String with accented characters replaced by unaccented equivalents.

utils.MSParser.MSparser.remove_rawfile_ending(column_name)[source]

Removes the raw file ending from a column name. For example, if the column name is ‘run1.raw’, it will be changed to ‘run1’.

Return type:

str

utils.MSParser.MSparser.replace_special_characters(text, replacewith='.', dict_and_re=False, replacement_dict=None, stripresult=True, remove_duplicates=False, make_lowercase=True, allow_numbers=True, allow_space=False, mask_first_digit=None)[source]

Replace special characters in a string with specified replacements.

Parameters:
  • text (str) – Input string containing special characters.

  • replacewith (str) – Character to use for replacement.

  • dict_and_re (bool) – Whether to apply both dictionary replacements and regex.

  • replacement_dict (Optional[Dict[str, str]]) – Mapping of specific substrings to replacements.

  • stripresult (bool) – Strip whitespace and replacement characters from result.

  • remove_duplicates (bool) – Collapse consecutive replacement characters.

  • make_lowercase (bool) – Convert result to lowercase.

  • allow_numbers (bool) – Allow numbers in the result.

  • allow_space (bool) – Allow spaces in the result.

  • mask_first_digit (str | None) – Character to prefix when first char is a digit.

Return type:

str

Returns:

String with special characters replaced.

MSParser.parse_thermo module

utils.MSParser.parse_thermo.deduplicate_nested_dicts(nest_dict)[source]

Remove nested dicts based on inner dict values.

Parameters:

nest_dict (dict) – Dictionary of dictionaries.

Return type:

dict

Returns:

A new dictionary with duplicates removed (keeps first occurrence, by sorted keys).

utils.MSParser.parse_thermo.get_scantypes(rawfile)[source]
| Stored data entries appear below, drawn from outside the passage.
Issue #4319, opened 2026-08-20
🧪 Podman: determine whether the IPv4-only egress gate is bypassable over IPv6


Danathar:
## Parent

Part of #4188. This issue must not close the parent.

## Why

The forced-proxy egress gate is IPv4-only. `src/deploy/entrypoint.sh` builds the
`HIVE_PROXY` chain with `iptables-nft`/`iptables` and has **no `ip6tables` path
at all** — zero references in the file. Every rule, including the
`--dport 443 -j REDIRECT --to-ports 18443` that does the actual forcing, exists
only in the IPv4 table:

```
-N HIVE_PROXY
-A HIVE_PROXY -m owner --uid-owner 0 -j RETURN
-A HIVE_PROXY -m owner --uid-owner 1001 -j RETURN
-A HIVE_PROXY -m mark --mark 0x1112 -j RETURN
-A HIVE_PROXY -p tcp -m tcp --dport 443 -j REDIRECT --to-ports 18443
```

So on any network where the container receives a global IPv6 address, an agent
that resolves an AAAA record reaches `:443` directly and never meets the
redirect. The capability model is not enforced for that traffic, and unlike the
advisory path it fails **silently** — there is no equivalent of the
`ADVISORY-ONLY` warning, because from the entrypoint's point of view the gate
installed successfully.

This was found while verifying the rootful baseline (#4200, PR #4304) and is
recorded there under *What remains unproven*. It was explicitly out of that
issue's 30-minute boundary.

Not yet demonstrated: the host used for #4200 gives its containers **no** global
IPv6 address, so there was nothing to bypass and no exploit was attempted. The
gap is read from the entrypoint, not observed in flight. That is exactly what
this issue is for.

## 30-minute boundary

Determine whether the bypass is reachable, and record it. Do not add an
`ip6tables` path, change the entrypoint, or alter Docker behavior — if the
bypass is real, the fix is its own slice.

## Deliverable

Run Hive under a container network that assigns a **global IPv6 address**, with
`--cap-add NET_ADMIN` so the gate installs normally, and establish whether agent
traffic to a dual-stack `:443` endpoint is redirected or escapes.

## Acceptance criteria

- Exact commands, Podman version, network configuration, and image reference are
  recorded, following `src/docs/podman-rootful-egress-baseline.md`.
- The result states plainly whether an agent-UID process reached a dual-stack
  host over IPv6 without traversing the proxy, with the evidence that shows
  which family carried the connection.
[...]

PR #4321, opened 2026-08-20
🧪 podman: the IPv4-only egress gate IS bypassable over IPv6 — measured

Danathar:
Refs #4319. Verification only — the entrypoint is unmodified and no `ip6tables` path was added, per the issue's 30-minute boundary.

## The bypass is real, and it was observed

#4200 read this gap out of the entrypoint but could not demonstrate it — that host gave its containers no IPv6 address, so there was nothing to bypass. This is the observation, on a dual-stack container network built for it.

With the gate installed normally (`--cap-add NET_ADMIN`), all connections from the **agent UID (2001)**, same endpoint, seconds apart:

| From agent UID 2001, to `:443` | Connections | `HIVE_PROXY` REDIRECT hits |
| --- | --- | --- |
| over **IPv4** | 5 | **5** |
| over **IPv6** | 5 | **0** |

The IPv4 row is the control the issue requires: it rules out "the gate failed to install" as an explanation for the IPv6 row.

Separately confirmed the gate is genuinely intercepting rather than merely counting packets — agent UID over IPv4 to `api.github.com`:

```
issuer=CN=Hive ACMM Proxy CA          # agent UID 2001 — intercepted
issuer=C=GB, O=Sectigo Limited, ...   # proxy UID 1001 — exempt, real upstream cert
```

## Why it is silent

Nothing fails. `entrypoint.sh` has **zero** `ip6tables` references (verified, `grep -c` → `0`), so it never attempts an IPv6 rule and has none to report failing. In the running container the IPv4 nat table carries the full `HIVE_PROXY` chain and the IPv6 nat table is **empty** — not misconfigured, empty.

## A method note, because it nearly produced the wrong answer

The obvious check — *"did the request reach the endpoint?"* — **does not discriminate**. The Hive proxy relays to the intended upstream, so a request that *was* redirected still returns the origin's content; and for a host the proxy tunnels rather than terminates, there is no substituted certificate to notice either.

An early IPv4 attempt came back with the endpoint's own body and its own certificate, reading exactly like a bypass. The rule counter showed it had been redirected all along. I stopped and dug into the apparatus rather than reporting that, and the doc now says to read the netfilter counter — which counts what the *kernel matched*, not what the application received.

## The fix slice, named but not implemented

Good news for whoever takes it: **it is a direct mirror.** All three exemptions and the redirect load unmodified under `ip6tables-nft`, verified inside the running container:

```
-m owner --uid-owner 1001 -j RETURN               OK
-m mark --mark 0x1112 -j RETURN                   OK
-p tcp --dport 443 -j REDIRECT --to-ports 18443   OK
```

So, answering #4319 directly: yes, the IPv6 chain needs the same three exemptions, and the `SO_MARK` / `--uid-owner` "equivalents" are the *same spellings* — `xt_owner` and the packet-mark match are family-independent. `/usr/sbin/ip6tables-nft` is already in the image, so no image change is needed.

Two things the fix must decide that this measurement does **not** settle:

1. **Failure policy when the host has no IPv6 at all.** The current `_iptables_ok` gate fails closed. "IPv6 rules failed" must stay distinguishable from "there is no IPv6 here", or every hive without IPv6 starts failing to boot.
2. **Whether the proxy answers on `:18443` over IPv6.** Redirect without a listener on that family converts a silent bypass into a silent outage.

## Limits, stated plainly

**Global routability was not available and is not claimed.** This host has only ULA IPv6 (`fd00::/8`, plus a Tailscale `fd7a::/48`), no default IPv6 route, and no IPv6 path to the internet — confirmed from inside the container (`curl -6 https://api.github.com` → `http=000`).

What *is* proven: the gate does not match IPv6 traffic **at the netfilter layer** — a property of the ruleset and the packet's family, not of the destination's routability. What is **not** proven by direct observation: an agent reaching a real public MITM-ed endpoint over IPv6, because no such path exists here.

Also: one image digest, `amd64` only, netavark, rootful, and a container-local endpoint rather than a public one. No claim about how often containers get IPv6 in practice — this says what happens when they do.

## Safety

Every container, image and network went into a throwaway store with a private graphroot/runroot and was removed afterwards; the host's own Podman storage was verified untouched. No Docker configuration was read or changed.

Also closes the loop on `podman-rootful-egress-baseline.md`, whose *What remains unproven* section listed this as the bypass-resistance test needing its own follow-up.


clubanderson:
/lgtm
/approve

Reviewed against the spike-series bar: docs-only, cleanup-contract clean (no forbidden store-wide prose), CI green. Rebased onto v4 to resolve the overlap with #4327 (which landed the fix slice this measurement names): the baseline's IPv6 bullet now carries both the measurement and the fix reference, and a clearly-marked postscript in the new doc records that the two open fix-slice questions were settled (proxy has no IPv6 listener → filter-table REJECT rather than a mirrored REDIRECT; no-IPv6-stack hosts pass vacuously). The measurement itself — 5/5 IPv4 redirected, 0/5 IPv6, netfilter-counter methodology — is untouched and is exactly the evidence #4319 asked for. Nice catch on the response-body false negative.

Issue #4316, opened 2026-08-20
🐛 hub: no operator alert for operator-side App-credential states — hosted hive sat degraded on key-missing for 8 days


clubanderson:
## Field evidence — kelly-headwaters

Hosted hive **kelly-headwaters** (owner kellyaa, ns `hive-hosted-hosted-available-oke-260812-8yiz-available-ok-go05`) was provisioned **2026-08-12** and discovered **Degraded** on **2026-08-20** — 8 days later, by an operator happening to hover the fleet row:

- 0 tokens ever consumed (the hive never worked once)
- 0 agents running, 4 paused, 1 needs-login
- hover: `⚠ GitHub App: credentials not yet delivered by the hub (operator action)` (spoke state `key-missing`)

Nothing anywhere pushed this to anyone. That is structural, not bad luck:

## Why it is silent today

The `key-missing` / `key-invalid` / `no-app-assigned` states are classified **operator-side** (`operatorSideAppStates`, `src/pkg/hub/journey.go`) — correctly, since the App private key is hub-distributed and the owner cannot fix it. But every surface then deliberately stands down:

1. **Owner**: spoke banner says "no action needed from you" (by design, `gh_app_banner_test.go`); journey nudges are blocked for operator-side states (`journey_operator_block_test.go`). Correct — but it means the owner will never escalate.
2. **Fleet alerts** (`src/pkg/hub/alerts.go`): there is **no alert type** for App-credential states. `AlertTypeHealthCheckFailing` does not fire either, because the spoke's `github_auth` check *passes* ("token-based") while the App key is missing (being fixed separately in the PR referencing this issue).
3. **Advisory staleness** is deliberately suppressed for these states (`advisory_staleness.go`: "must NEVER be flagged stale, because its silence is …" expected).
4. **Hub logs**: the heartbeat reconcile answers `appKeyReasonNoClusterKey` → returns nil **without logging** (only the placeholder-sentinel case logs "cannot repair"). 8 days × 2 beats/min of silent nil. (A WARN for this case is added in the small PR; a log line is still not an alert.)
5. **Drift exceptions** (`drift.go` `DriftKindAppCredsOperator`, critical) exist — but drift is a pull view; nobody is notified.

So the only actor who can fix it (the hub operator) is exactly the actor no signal reaches.

## What's needed (design, hence issue-only)

[...]

PR #4322, opened 2026-08-20
🐛 fix(hub): alert operators when the hub never delivered a hive's App key

Danathar:
Refs #4316. Picks up the main ask left after #4318 (merged) fixed the `github_auth` health check and added the WARN — neither of which is an alert.

## The gap

kelly-headwaters: provisioned 2026-08-12, found **Degraded** 2026-08-20. Eight days, zero tokens ever consumed, discovered because an operator happened to hover a fleet row.

That was structural. The `key-missing` / `key-invalid` / `no-app-assigned` states are classified **operator-side** — correctly, since the App private key is hub-distributed and the owner cannot fix it. Every owner-facing surface then deliberately stands down: the spoke banner says "no action needed from you", journey nudges are blocked, advisory staleness is suppressed. Each of those is right *on its own*. Together they meant the only actor who could repair it was the only actor no signal reached.

## What this adds

`AlertTypeAppCredsUndelivered`, raised **critical** for a claimed hive reporting `GitHubAppRequired` with an operator-side `GitHubAppState`, flowing through the existing ack/severity pipeline in `evaluateAlerts`.

Critical rather than warning because this isn't a degraded hive — it's one that has provably never worked and cannot until someone uploads a key.

**The condition is not re-derived.** It reuses `appStateIsOperatorSide`, the same predicate the journey and drift paths already use, so the alert cannot drift apart from the surfaces that stood down. It self-heals: once a key reaches the spoke the next beat reports a healthy state and the alert clears — no hub-side timer to keep in sync.

**The reason carries the remedy.** `PUT /api/saas/admin/cluster-app-keys/{clusterID}` exists but is documented nowhere and has no UI, so an alert naming only the condition would leave the operator as stuck as the silence did. The cluster id is interpolated so they can act without looking it up.

The three states get three different sentences because they have three genuinely different repairs — re-uploading the same key does nothing for `key-invalid`, and `no-app-assigned` needs an App assigned *before* a key helps at all.

## One deliberate deviation, flagged for you

The issue specifies "a claimed, **online** hive". **I did not gate on online.**

Gating there would drop the credential alert exactly when the hive is worst off — still keyless *and* no longer heartbeating. The offline rule raises its own alert for that half; this one is the only thing that says *why* the hive never worked, and an operator needs both. A test pins that they fire together.

Trivial to add the gate if you disagree — say so and I'll push it.

## Docs

An operator runbook in `hub-deployment.md`: the PEM store path, both admin endpoints with working `curl`, why the alert exists, and a table mapping each state to its actual repair.

Written from the code, not the issue — I verified `requireAdmin` gating on both routes and `clusterAppKeyDir = "/data/saas/app-keys"` before documenting them.

## Not done

The **optional** `has_key=false` column on the admin clusters view, so a keyless cluster is visible *before* the first claim strands a hive. That's UI work, marked optional in the issue, and complements this rather than substituting for it.

## Tests

The negative cases are the ones that matter — this must not re-open what the other surfaces correctly closed:

| Case | Expected |
|---|---|
| `key-missing`, `key-invalid`, `no-app-assigned` | **alert**, critical, remedy in the reason |
| `not-installed`, `installed`, `""`, `ok`, `suspended` | **no alert** — owner-fixable, the journey nudge owns those |
| Placeholder (unassigned pool slot) | no alert |
| App not required | no alert |
| Key uploaded → healthy state | alert clears |
| Offline + keyless | credential alert **and** offline alert |
| Registered in `knownAlertTypes` | yes — without it the alert is filtered out before anyone sees it |

Verified genuinely RED by disabling the rule (5 tests fail). `go test ./pkg/hub/` green (92s, full suite); `go vet` clean.

### DIFF
--- a/src/docs/hub-deployment.md
+++ b/src/docs/hub-deployment.md
@@ -99,6 +99,64 @@ The hub's SaaS provisioner creates or records:
 
 For heartbeat-only clusters where the hub cannot run `kubectl`, follow the manifest-level workflow in `manual-provisioning.md`; this guide intentionally keeps the hub setup consistent with that battle-tested path.
 
+## Cluster GitHub App keys (and the `app-creds-undelivered` alert)
+
+The hub is the authority for GitHub App private keys. Each cluster has one PEM
+in the hub's own store:
+
+```
+/data/saas/app-keys/<clusterID>.pem
+```
+
+At claim time the hub delivers the App *identity* (`app_id`) to the spoke, and
+then reconciles the *key* to it on every heartbeat. **If the hub holds no key
+for that cluster, the identity is delivered with `key_delivered=false` and every
+subsequent beat resolves to "no cluster key" and delivers nothing — forever,
+until an operator uploads one.** The spoke sits in `key-missing`, does no work,
+and burns no tokens.
+
+Upload a key for a cluster:
+
+```bash
+curl -X PUT \
+  -H "Authorization: Bearer $HUB_ADMIN_TOKEN" \
+  --data-binary @app-private-key.pem \
+  https://<hub>/api/saas/admin/cluster-app-keys/<clusterID>
+```
+
+List which clusters currently have one:
+
+```bash
+curl -H "Authorization: Bearer $HUB_ADMIN_TOKEN" \
+  https://<hub>/api/saas/admin/cluster-app-keys
+```
+
+Both routes are hub-admin only.
+
+### Why this has its own alert
+
+These credential states are classified **operator-side**, because the key is
+hub-distributed and the hive's owner cannot fix it. Every owner-facing surface
+therefore deliberately stands down: the spoke banner says "no action needed from
+you", journey nudges are suppressed, and advisory staleness is not flagged. All
+of that is correct — and the combined effect was that nobody was told at all.
+One hosted hive sat in `key-missing` for eight days with zero tokens consumed
+before an operator happened to hover its fleet row
+([#4316](https://github.com/kubestellar/hive/issues/4316)).
+
+The fleet now raises a **critical** `app-creds-undelivered` alert for a claimed
+hive reporting an operator-side App state, and the alert text names the upload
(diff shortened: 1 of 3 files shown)


clubanderson:
Thanks @Danathar — this was a solid, well-reasoned implementation, and we ended up building the same fix in parallel. #4323 (merged ~30 min before this review, closing #4316) landed the same `app-creds-undelivered` critical alert type through the same `evaluateAlerts` pipeline, with the same per-state remedy text naming `PUT /api/saas/admin/cluster-app-keys/{clusterID}`. This branch pre-dates that merge and now hard-conflicts with it (same constant, same `alerts_app_creds_test.go` filename, overlapping `alerts.go` regions), so merging both isn't possible — closing as superseded rather than asking for a rebase that would delete most of the diff.

**What your version got right that #4323 didn't** — the online gate. Your rationale (an offline keyless hive loses the WHY-alert exactly when it's worst off; the offline alert answers a different question; no other spoke-state rule gates on Online) is correct, and I've adopted it in **#4328** with your dual-alert offline test and your Co-authored-by preserved.

Two things #4323 carried that this branch didn't, for the record:
- the dashboard `ALERT_TYPE_LABELS` entry (without it the panel chip renders the raw key `app-creds-undelivered` — see `TestFailedUpgradeAlertHasADashboardLabel` for the precedent), and
- hub-observed `ClusterHasKey` from the PEM store, so `key-missing` distinguishes "the hub holds no key — upload one" from "a key exists but isn't arriving — check delivery".

One docs nit worth flagging since it's now in tree elsewhere: the `curl --data-binary @app-private-key.pem` example here wouldn't work — `handlePutClusterAppKey` decodes a JSON body `{"private_key": "-----BEGIN...", "app_id": 123}` and rejects non-JSON with 400. The merged runbook (`docs/github-app-setup.md`) documents the JSON shape.

Really appreciate the care in the reasoning here — the offline-gate catch made the merged implementation better.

Get scantypes from a raw file.

Parameters:

rawfile (RawFileReaderAdapter) – Raw file reader adapter.

Return type:

dict

Returns:

Dictionary containing the scantypes.

utils.MSParser.parse_thermo.get_traces(rawfile)[source]

Get traces from a raw file.

Parameters:

rawfile (RawFileReaderAdapter) – Raw file reader adapter.

Return type:

dict

Returns:

Dictionary containing the traces.

utils.MSParser.parse_thermo.parse_file(data_path, filename)[source]

Parse a raw file.

Parameters:
  • data_path – Path to the data file.

  • filename – Name of the data file.

Return type:

dict

Returns:

Dictionary containing the parsed data.

utils.MSParser.parse_thermo.roundup(x)[source]

Round up a float to the nearest 100.

Return type:

int

MSParser.parse_timstof module

utils.MSParser.parse_timstof.get_directory_size(directory_path)[source]

Calculate the total size of all files in a directory recursively.

utils.MSParser.parse_timstof.get_traces(ms1_df, ms2_df)[source]

Get traces from a Timstof file.

Parameters:
  • ms1_df – DataFrame containing the MS1 data.

  • ms2_df – DataFrame containing the MS2 data.

Returns:

Dictionary containing the traces.

utils.MSParser.parse_timstof.parse_file(root, run_name, run_id_regex)[source]

Parse a Timstof file.

Parameters:
  • root – Root directory of the Timstof file.

  • run_name – Name of the run.

  • run_id_regex – Regular expression to match the run ID.

Returns:

Dictionary containing the parsed data.

Module contents

MSParser for pre-analysis of MS raw data files.